PR #4086, opened 2017-08-17
fixes #4074

### LINKED ISSUE #4074: Changing BaseThingHandler bridgeStatusChanged behaviour
Currently this method works as follows:

bridgeStatus changes from ONLINE to OFFLINE: thingStatus is set to OFFLINE, thingStatusDetail to BRIDGE_OFFLINE
bridgeStatus changes from OFFLINE to ONLINE: checks whether the thingStatusDetail is BRIDGE_OFFLINE and if so, sets the thing Status to ONLINE

On my opinion this is wrong. If the thing was OFFLINE (e.g. because of mis-configuration) when the bridge goes offline, the thingStatusDetail (here: CONFIGURATION_ERROR) is lost, because it is set to BRIDGE_OFFLINE. When the bridge goes back online, the thingStatus changes to ONLINE, even if the reason for the thing to be OFFLINE in the first place is still there.

My suggestion is to change it so that the methods checks whether the thing is already OFFLINE and only set thingStatusDetail to BRIDGE_OFFLINE if the reason for the thing to go OFFLINE is indeed the bridge changing its status.

J-N-K:


bundles/core/org.eclipse.smarthome.core.thing/src/main/java/org/eclipse/smarthome/core/thing/binding/BaseThingHandler.java
```diff
@@ -582,10 +582,10 @@ protected boolean isInitialized() {
 
     @Override
     public void bridgeStatusChanged(ThingStatusInfo bridgeStatusInfo) {
-        if (bridgeStatusInfo.getStatus() == ThingStatus.ONLINE
-                && getThing().getStatusInfo().getStatusDetail() == ThingStatusDetail.BRIDGE_OFFLINE) {
-            updateStatus(ThingStatus.ONLINE, ThingStatusDetail.NONE);
-        } else if (bridgeStatusInfo.getStatus() == ThingStatus.OFFLINE) {
+        if (ThingStatus.ONLINE.equals(bridgeStatusInfo.getStatus())
```
maggu2810: Hm, my understanding has been that the base implementation should look like:

```Java
if (bridgeStatusInfo.getStatus() == ThingStatus.OFFLINE) {
    updateStatus(ThingStatus.OFFLINE, ThingStatusDetail.BRIDGE_OFFLINE);
}
```

J-N-K: Correct. This needs to be updated (and of course the test, too). Will do tomorrow.

kaikreuzer:
I would say that it is ok to call super, if we make sure (and document) that the implementation in the BaseThingHandler only deals with the OFFLINE status.

The rest of the implementation should hence deal only with other situations (and if it wants to do any additional action upon a change to OFFLINE, it is still allowed to do so).

extensions/binding/org.eclipse.smarthome.binding.hue/src/main/java/org/eclipse/smarthome/binding/hue/handler/HueLightHandler.java
```diff
@@ -486,4 +487,14 @@ private int getAlertDuration(Command command) {
 
         return delay;
     }
+
+    @Override
+    public void bridgeStatusChanged(ThingStatusInfo bridgeStatusInfo) {
+        super.bridgeStatusChanged(bridgeStatusInfo);
+        if (ThingStatus.ONLINE.equals(bridgeStatusInfo.getStatus())
+                && ThingStatus.OFFLINE.equals(getThing().getStatusInfo().getStatus())
```
kaikreuzer: Do we really have to check all of this here or wouldn't it be enough to (always) act if the bridge switched to ONLINE?

extensions/binding/org.eclipse.smarthome.binding.hue/src/main/java/org/eclipse/smarthome/binding/hue/handler/HueLightHandler.java
```diff
@@ -486,4 +487,14 @@ private int getAlertDuration(Command command) {
...
+                && ThingStatusDetail.BRIDGE_OFFLINE.equals(getThing().getStatusInfo().getStatusDetail())) {
+            updateStatus(ThingStatus.ONLINE, ThingStatusDetail.NONE);
```
kaikreuzer: As mentioned in https://github.com/eclipse/smarthome/issues/4074#issuecomment-323281682, I would claim that setting the status ONLINE is many cases a bug. In the example of the hue binding, the handler determines the correct status in `onLightStateChanged`. So either we do not set a state here at all and wait for the next update (triggered through the regular polling) or we set it to UNKNOWN for the time being.

Same should be checked for the other bindings.

extensions/binding/org.eclipse.smarthome.binding.hue/src/main/java/org/eclipse/smarthome/binding/hue/handler/HueLightHandler.java
J-N-K: What if the thing state changed after it was set to offline because of the bridge going offline?

extensions/binding/org.eclipse.smarthome.binding.hue/src/main/java/org/eclipse/smarthome/binding/hue/handler/HueLightHandler.java
J-N-K: I checked that and changed the PR.

J-N-K:
REMOVING should possibly result in OFFLINE/BRIDGE_OFFLINE as well. It's difficult to say what happens for UNKNOWN, I would leave it as it is.

J-N-K:
I think it is necessary to adjust the openhab2-addons, too, otherwise they won't work anymore. I'm preparing the changes to restore the current situation (i.e. turning the thing ONLINE if the bridge goes ONLINE), but I'm not able to investigate each binding if this is the perfectly correct way. (see [OH2 2654](https://github.com/openhab/openhab2-addons/pull/2654).

kaikreuzer:
>  I'm not able to investigate each binding if this is the perfectly correct way.

Absolutely clear. Thanks for your help!

extensions/binding/org.eclipse.smarthome.binding.hue/src/main/java/org/eclipse/smarthome/binding/hue/handler/HueLightHandler.java
kaikreuzer: Can this happen? We said that the only valid status for the Thing is OFFLINE.BRIDGE_OFFLINE while the bridge is offline. So this here should be the first moment when this changes.

J-N-K: That is true. What happens if the bridge is OFFLINE for some reason and the thing goes OFFLINE.BRIDGE_OFFLINE, too. Then the user changes the configuration of the thing and sets an invalid configuration. The thing status might change to OFFLINE.CONFIGURATION_ERROR.

J-N-K:
retriggering build

extensions/binding/org.eclipse.smarthome.binding.hue/src/main/java/org/eclipse/smarthome/binding/hue/handler/HueLightHandler.java
kaikreuzer: Valid remark, this is all nasty :-/
But if we say that it is ok to have the Thing being OFFLINE for another reason than BRIDGE_OFFLINE when a bridge is OFFLINE, this also means that the BaseThingHandler implementation should only switch to OFFLINE.BRIDGE_OFFLINE, if it isn't OFFLINE for another reason already - BUT if this other reason is "COMMUNICATION_ERROR" changing it to BRIDGE_OFFLINE would imho be the correct thing, while OFFLINE.CONFIGURATION_ERROR should stay. I really don't know how to solve this best...

@maggu2810 & @sjka Any good ideas from you?

maggu2810: * Bridge is offline
* Thing is offline
* Thing Status detail is ... (e.g. bridge offline or communication error or whatever)
* Bridge status changes to offline

Wouldn't it make sense (because it should succeed in the most cases) to handle the status transition similar as on initialization?
So, e.g. check configuration and if it does not fit, set offline:communication error, ...
I assume initialize and handling the bridge status change from offline to online could share some code.

I don't think we could rely on one status detail is more prioritized then the other one in offline state.

kaikreuzer: Ok, so in @J-N-K's example above, it would mean that even if the status might have changed due to an invalid configuration, we would call the very same logic here, which simply should in any case re-check the validity of the configuration and do a best-effort approach to determine the current online status.
The result would be a more complex implementation than the current one (here in the HueLightHandler), but a more consistent one across bindings, correct?

maggu2810: I think so.
Does it need more complex in the hue binding? Do we break anything if we simply call `void initializeThing(ThingStatus bridgeStatus)`?

J-N-K: The more I think about it, probably BaseThingHandler should be abstract and each binding should find the correct way how to deal with bridgeStatusChanged.

martinvw: just curious is there a reason to go for equals instead of == for enums I would personally always prefer ==

maggu2810: I don't think there is a reason but personal preference.
Enums are singletons so there shouldn't be any difference.

kaikreuzer: > Does it need more complex in the hue binding?

Yes, because at the moment, it simply [switches to ONLINE](https://github.com/eclipse/smarthome/pull/4086/files/feb025795bec72ddec485c3c999ff1a60ac69d9e#diff-2ba4d1bdb2c89e2c8b66b342a88ed23eR497) and does not check whether it has a valid configuration, nor if it is (still) known/reachable on the hue bridge.

> Do we break anything if we simply call void initializeThing(ThingStatus bridgeStatus)?

For the Hue binding, this would probably be exactly the right thing to do. But this method only exists in that handler, so we cannot generalise it - we can only point to it as a good way to deal with it. But it means we have not formalized it and as such we are prone to implementation errors by binding developers.

> The more I think about it, probably BaseThingHandler should be abstract and each binding should find the correct way how to deal with bridgeStatusChanged.

Maybe that is the solution in the end.
@sjka Would appreciate your opinion here as well - maybe you have a good idea that nobody else thought of, who knows...

maggu2810: > For the Hue binding, this would probably be exactly the right thing to do. But this method only exists in that handler, so we cannot generalise it - we can only point to it as a good way to deal with it. But it means we have not formalized it and as such we are prone to implementation errors by binding developers.

My comment has been only about the Hue binding.

J-N-K: @kaikreuzer, `abstract` might not be a good idea, that way even binding developers that don't use brigdes at all would need to implement it. 

So, how do we go on from here?

J-N-K:
do we agree that there should not be any implementation at all in the BaseThingHandler?

J-N-K:
Where do we stand here? I'm willing to update the PR, but there should be a definite decision.

triller-telekom:
I just read through all comments of this PR and issue #4074. I guess that the summary of it is in @kaikreuzer's [post](https://github.com/eclipse/smarthome/issues/4074#issuecomment-324594265)

> When the bridge goes offline, the reason for the Thing to be offline is clearly the bridge - so setting it to OFFLINE.BRIDGE_OFFLINE is the only correct thing to do. Now if the bridge goes online again, we have to do a status transition to a correct status for the thing - we should not do guesswork here. So [...]  we leave it entirely to the binding to find the right current status.

This means that we effectively remove from the current implementation the part that sets the thing to `ONLINE` after the bridge goes online.

@J-N-K Would you like to have a look on how many ESH and OH bindings would be affected? I guess that would only be those that have a bridge and simply call `super()` in this method, right?

J-N-K:
The build failed in PaperUI, I'll retrigger it if @kaikreuzer confirms that this is the correct implementation. I think all ESH bindings are covered by this PR, I'll check the OH2 bindings after this is confirmed. Please do not merge before OH2 bindings are ready to be updated.

triller-telekom:
@J-N-K  Thanks for your effort on continuing this PR!

To me the code now looks like what we discussed above, let's wait for @kaikreuzer to confirm what I quoted from him and then you can adjust the OH2 bindings.

J-N-K:
@kaikreuzer, if you find some time, please comment. Thank you.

▶ DIRECTIONS
Every line of the records above where the string "equals" is found should be copied.

▶ RESULT OF THE TASK
+        if (ThingStatus.ONLINE.equals(bridgeStatusInfo.getStatus())
+        if (ThingStatus.ONLINE.equals(bridgeStatusInfo.getStatus())
+                && ThingStatus.OFFLINE.equals(getThing().getStatusInfo().getStatus())
+                && ThingStatusDetail.BRIDGE_OFFLINE.equals(getThing().getStatusInfo().getStatusDetail())) {
martinvw: just curious is there a reason to go for equals instead of == for enums I would personally always prefer ==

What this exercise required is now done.